## WHAT IS NEEDED
Copy all of the records below verbatim.

"""

PR #2254, opened 2015-06-17
Implemented brewingstand

Seadragon91:
This implements brewing in cuberite.

There are a few things to be done, before this can be merged:
* Code needs to be reviewed, specially the `BrewingRecipe.cpp`


src/Chunk.cpp
```diff
@@ -2278,6 +2299,38 @@ bool cChunk::DoWithBeaconAt(int a_BlockX, int a_BlockY, int a_BlockZ, cBeaconCal
 
 
 
+bool cChunk::DoWithBrewingstandAt(int a_BlockX, int a_BlockY, int a_BlockZ, cBrewingstandCallback & a_Callback)
+{
```
worktycho: Why is this necessary? Can't you just use DoWithBlockEntityAt and do the the checks in the callback?

Seadragon91: I have done it like all other block entities, they all have a own method for the callback.

worktycho: Right, and this gives me the opportunity to bring up the fact that I don't think we should be doing that. It adds to much complexity, and redundant code to cChunk/cWorld and cChunkMap.

madmaxoft: I agree that it's become too much. However, I don't think that this PR is the right place to fix it. Let's accept it for now and refactor the entire thing later in a separate PR.
Just a note, the Lua API already has these and they're used a lot, so we'll need compatibility bindings, possibly templatized.

worktycho <notifications@github.com> wrote:

>> @@ -2278,6 +2299,38 @@ bool cChunk::DoWithBeaconAt(int a_BlockX, int
>a_BlockY, int a_BlockZ, cBeaconCal
>>  
>>  
>>  
>> +bool cChunk::DoWithBrewingstandAt(int a_BlockX, int a_BlockY, int
>a_BlockZ, cBrewingstandCallback & a_Callback)
>> +{
>
>Right, and this gives me the opportunity to bring up the fact that I
>don't think we should be doing that. It adds to much complexity, and
>redundant code to cChunk/cWorld and cChunkMap.
>
>---
>Reply to this email directly or view it on GitHub:
>https://github.com/cuberite/cuberite/pull/2254/files#r32614669

-- 

worktycho: I agree that refactoring the existing code is out of scope for this PR, but I think that we should use what ever new method we decide on for accessing brewing stands.

worktycho: I would like to use DoWithChunkAt, and GetBlockEntity. They provide enough info to get the blockentity.

Seadragon91:
The progress bars works now fine, the problem were in only sending an update very 10th ticks, had overlooked that.

Seadragon91:
Rebased the pull request. Can't do the part with the SlotArea.cpp, anyone better in it?

Seadragon91:
The slot handling is one of the difficult part `Window lost sync`...

Seadragon91:
I fixed the slot handling problem. The last thing now are the recipes. I first have to look and play around with it.

Seadragon91:
It's possible to use bit checks to check if the potion is a base, level 2 or extended.
http://minecraft.gamepedia.com/Potion#Data_values

My question, what do you think is better? Should I use bit checks and a file that contains the recipes, that can not be checked over that or should I create a file with all possible recipes.

Seadragon91:
I have created the brewing.txt file with the base drinkable recipes.

In `BrewingRecipe.cpp` I check if the ingredient is a gunpowder, then I create a new recipe and add it to the recipe list. If the potion is a splash potion, I search for the drinkable potion and create a new recipe and add it to the list too.

I think this needs to be reworked...

PR #2255, opened 2015-06-17
Loadable pieces

### LINKED ISSUE #2247: Add runtime loading possibility to cPrefabPiecePool
Make it possible to load pieces into `cPrefabPiecePool` at runtime. This will make it possible to make more configurable villages, trees and other structure generators.

Also, this way we can get rid of the hard-coded prefabs and instead use prefabs prepackaged with the server (but changeable by the admin).

madmaxoft:
Added support for loading pieces into the `cPrefabPiecePool` class from a cubeset file.

Fixes #2247.


madmaxoft:
The cubeset file format documentation, included in this PR, can be previewed at http://mc-server.xoft.cz/cubeset/cubeset%20file%20format.html

worktycho:
Build failed.

madmaxoft:
Yeah, and I'm not exactly sure why. These templates with rvalue references are still a bit over my head.

src/Generating/PrefabPiecePool.cpp
```diff
@@ -5,6 +5,81 @@
...
+		cPrefabPiecePool test;
+		auto res = test.LoadFromFile("test.cubeset", true);
+		if (!res)
+		{
+			LOGWARNING("Loading from file \"test.cubeset\" failed.");
+			return;
+		}
+		LOG("Loaded %u pieces and %u starting pieces", static_cast<unsigned>(test.m_AllPieces.size()), static_cast<unsigned>(test.m_StartingPieces.size()));
+	}
+} g_Test;
```
worktycho: This should be written as a separate test executable. I've made the global constructors warning an error for most files.

worktycho:
The problem is that because PushCallPop doesn't use perfect forwarding for a_Param, a copy is created before calling it. This is a problem because cRef isn't copyable. You need to change PushCallPop to use perfect forwarding.

SamJBarney:
I believe std::move/std::forward might help as well. Can't remember which at the moment.

worktycho:
Std::forward is relevant, because we want perfect forwarding.

madmaxoft:
I couldn't get it to work, the required syntax for these is terrible. I think I got it working in MSVC, so I'll force-push over this soon.

src/Generating/PrefabPiecePool.cpp
madmaxoft: In an ideal world, yes, it should be outside. In our world, it can't be because of dependencies.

"""

## THE ANSWER
PR #2254, opened 2015-06-17
Implemented brewingstand

Seadragon91:
This implements brewing in cuberite.

There are a few things to be done, before this can be merged:
* Code needs to be reviewed, specially the `BrewingRecipe.cpp`


src/Chunk.cpp
```diff
@@ -2278,6 +2299,38 @@ bool cChunk::DoWithBeaconAt(int a_BlockX, int a_BlockY, int a_BlockZ, cBeaconCal
 
 
 
+bool cChunk::DoWithBrewingstandAt(int a_BlockX, int a_BlockY, int a_BlockZ, cBrewingstandCallback & a_Callback)
+{
```
worktycho: Why is this necessary? Can't you just use DoWithBlockEntityAt and do the the checks in the callback?

Seadragon91: I have done it like all other block entities, they all have a own method for the callback.

worktycho: Right, and this gives me the opportunity to bring up the fact that I don't think we should be doing that. It adds to much complexity, and redundant code to cChunk/cWorld and cChunkMap.

madmaxoft: I agree that it's become too much. However, I don't think that this PR is the right place to fix it. Let's accept it for now and refactor the entire thing later in a separate PR.
Just a note, the Lua API already has these and they're used a lot, so we'll need compatibility bindings, possibly templatized.

worktycho <notifications@github.com> wrote:

>> @@ -2278,6 +2299,38 @@ bool cChunk::DoWithBeaconAt(int a_BlockX, int
>a_BlockY, int a_BlockZ, cBeaconCal
>>  
>>  
>>  
>> +bool cChunk::DoWithBrewingstandAt(int a_BlockX, int a_BlockY, int
>a_BlockZ, cBrewingstandCallback & a_Callback)
>> +{
>
>Right, and this gives me the opportunity to bring up the fact that I
>don't think we should be doing that. It adds to much complexity, and
>redundant code to cChunk/cWorld and cChunkMap.
>
>---
>Reply to this email directly or view it on GitHub:
>https://github.com/cuberite/cuberite/pull/2254/files#r32614669

-- 

worktycho: I agree that refactoring the existing code is out of scope for this PR, but I think that we should use what ever new method we decide on for accessing brewing stands.

worktycho: I would like to use DoWithChunkAt, and GetBlockEntity. They provide enough info to get the blockentity.

Seadragon91:
The progress bars works now fine, the problem were in only sending an update very 10th ticks, had overlooked that.

Seadragon91:
Rebased the pull request. Can't do the part with the SlotArea.cpp, anyone better in it?

Seadragon91:
The slot handling is one of the difficult part `Window lost sync`...

Seadragon91:
I fixed the slot handling problem. The last thing now are the recipes. I first have to look and play around with it.

Seadragon91:
It's possible to use bit checks to check if the potion is a base, level 2 or extended.
http://minecraft.gamepedia.com/Potion#Data_values

My question, what do you think is better? Should I use bit checks and a file that contains the recipes, that can not be checked over that or should I create a file with all possible recipes.

Seadragon91:
I have created the brewing.txt file with the base drinkable recipes.

In `BrewingRecipe.cpp` I check if the ingredient is a gunpowder, then I create a new recipe and add it to the recipe list. If the potion is a splash potion, I search for the drinkable potion and create a new recipe and add it to the list too.

I think this needs to be reworked...

PR #2255, opened 2015-06-17
Loadable pieces

### LINKED ISSUE #2247: Add runtime loading possibility to cPrefabPiecePool
Make it possible to load pieces into `cPrefabPiecePool` at runtime. This will make it possible to make more configurable villages, trees and other structure generators.

Also, this way we can get rid of the hard-coded prefabs and instead use prefabs prepackaged with the server (but changeable by the admin).

madmaxoft:
Added support for loading pieces into the `cPrefabPiecePool` class from a cubeset file.

Fixes #2247.


madmaxoft:
The cubeset file format documentation, included in this PR, can be previewed at http://mc-server.xoft.cz/cubeset/cubeset%20file%20format.html

worktycho:
Build failed.

madmaxoft:
Yeah, and I'm not exactly sure why. These templates with rvalue references are still a bit over my head.

src/Generating/PrefabPiecePool.cpp
```diff
@@ -5,6 +5,81 @@
...
+		cPrefabPiecePool test;
+		auto res = test.LoadFromFile("test.cubeset", true);
+		if (!res)
+		{
+			LOGWARNING("Loading from file \"test.cubeset\" failed.");
+			return;
+		}
+		LOG("Loaded %u pieces and %u starting pieces", static_cast<unsigned>(test.m_AllPieces.size()), static_cast<unsigned>(test.m_StartingPieces.size()));
+	}
+} g_Test;
```
worktycho: This should be written as a separate test executable. I've made the global constructors warning an error for most files.

worktycho:
The problem is that because PushCallPop doesn't use perfect forwarding for a_Param, a copy is created before calling it. This is a problem because cRef isn't copyable. You need to change PushCallPop to use perfect forwarding.

SamJBarney:
I believe std::move/std::forward might help as well. Can't remember which at the moment.

worktycho:
Std::forward is relevant, because we want perfect forwarding.

madmaxoft:
I couldn't get it to work, the required syntax for these is terrible. I think I got it working in MSVC, so I'll force-push over this soon.

src/Generating/PrefabPiecePool.cpp
madmaxoft: In an ideal world, yes, it should be outside. In our world, it can't be because of dependencies.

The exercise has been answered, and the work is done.